[[ EXCERPTED RECORDS, beginning ]]
PR #168, opened 2017-10-17
romoInline: cleanups to get up to modern conventions

kellyredding:
I also reorganized the bind logic to make sure `doInit` was being

@jcredding ready for review.

### DIFF
--- a/assets/js/romo/inline.js
+++ b/assets/js/romo/inline.js
@@ -1,28 +1,10 @@
-var RomoInline = function(element) {
-  this.elem        = element;
-  this.toggleElem  = Romo.f(Romo.data(this.elem, 'romo-inline-toggle'))[0];
-  this.dismissElem = undefined;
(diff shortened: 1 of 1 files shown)


assets/js/romo/inline.js
```diff
@@ -1,61 +1,79 @@
...
-RomoInline.prototype.doLoadStart = function() {
+RomoInline.prototype._loadStart = function() {
   Romo.updateHtml(this.elem, '');
   Romo.trigger(this.elem, 'romoInline:loadStart', [this]);
 }
 
-RomoInline.prototype.doLoadSuccess = function(data) {
+RomoInline.prototype._loadSuccess = function(data) {
   this.doShow();
   Romo.initHtml(this.elem, data);
```
jcredding: @kellyredding - I think I missed this one, should be `initUpdateHtml` I believe

jcredding (approved):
[[ EXCERPTED RECORDS, end ]]
THE PROBLEM. Where a line above contains the word "kellyredding", show that line.

OUTPUT OF THE TASK.
kellyredding:
jcredding: @kellyredding - I think I missed this one, should be `initUpdateHtml` I believe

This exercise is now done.